ACTIVITY.
Every record here needs to be retyped exactly.

STUDY MATERIAL.
PR #197, opened 2017-02-09
Fix includes all for empty arrays

spape:
Fixes case where response contains empty array but LHS tries to access `._raw` on empty array.

### DIFF
--- a/lib/lhs/concerns/record/request.rb
+++ b/lib/lhs/concerns/record/request.rb
@@ -175,7 +175,7 @@ class LHS::Record
       def load_and_merge_remaining_objects!(data, options)
         if paginated?(data._raw)
           load_and_merge_paginated_collection!(data, options)
-        elsif data.collection? && paginated?(data.first.try(&:_raw))
+        elsif data.collection? && paginated?(data.first.try(:_raw))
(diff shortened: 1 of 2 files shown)


lib/lhs/concerns/record/request.rb
```diff
@@ -175,7 +175,7 @@ def skip_loading_includes?(data, included)
       def load_and_merge_remaining_objects!(data, options)
         if paginated?(data._raw)
           load_and_merge_paginated_collection!(data, options)
-        elsif data.collection? && paginated?(data.first._raw)
+        elsif data.collection? && paginated?(data.first.try(&:_raw))
```
scan: Are you sure it"s not just `try(:_raw)`, or in newer ruby, just `data.first&._raw`?

spape: The same 
```ruby
# File activesupport/lib/active_support/core_ext/object/try.rb, line 28
  def try(*a, &b)
    if a.empty? && block_given?
      yield self
    else
      __send__(*a, &b)
    end
  end
```

Any way I will use `try(:_raw)` to cause less confusion. And I would like to not starting using new Ruby features like `&.` yet in this library.
👍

RESPONSE BELOW.
PR #197, opened 2017-02-09
Fix includes all for empty arrays

spape:
Fixes case where response contains empty array but LHS tries to access `._raw` on empty array.

### DIFF
--- a/lib/lhs/concerns/record/request.rb
+++ b/lib/lhs/concerns/record/request.rb
@@ -175,7 +175,7 @@ class LHS::Record
       def load_and_merge_remaining_objects!(data, options)
         if paginated?(data._raw)
           load_and_merge_paginated_collection!(data, options)
-        elsif data.collection? && paginated?(data.first.try(&:_raw))
+        elsif data.collection? && paginated?(data.first.try(:_raw))
(diff shortened: 1 of 2 files shown)


lib/lhs/concerns/record/request.rb
```diff
@@ -175,7 +175,7 @@ def skip_loading_includes?(data, included)
       def load_and_merge_remaining_objects!(data, options)
         if paginated?(data._raw)
           load_and_merge_paginated_collection!(data, options)
-        elsif data.collection? && paginated?(data.first._raw)
+        elsif data.collection? && paginated?(data.first.try(&:_raw))
```
scan: Are you sure it"s not just `try(:_raw)`, or in newer ruby, just `data.first&._raw`?

spape: The same 
```ruby
# File activesupport/lib/active_support/core_ext/object/try.rb, line 28
  def try(*a, &b)
    if a.empty? && block_given?
      yield self
    else
      __send__(*a, &b)
    end
  end
```

Any way I will use `try(:_raw)` to cause less confusion. And I would like to not starting using new Ruby features like `&.` yet in this library.
👍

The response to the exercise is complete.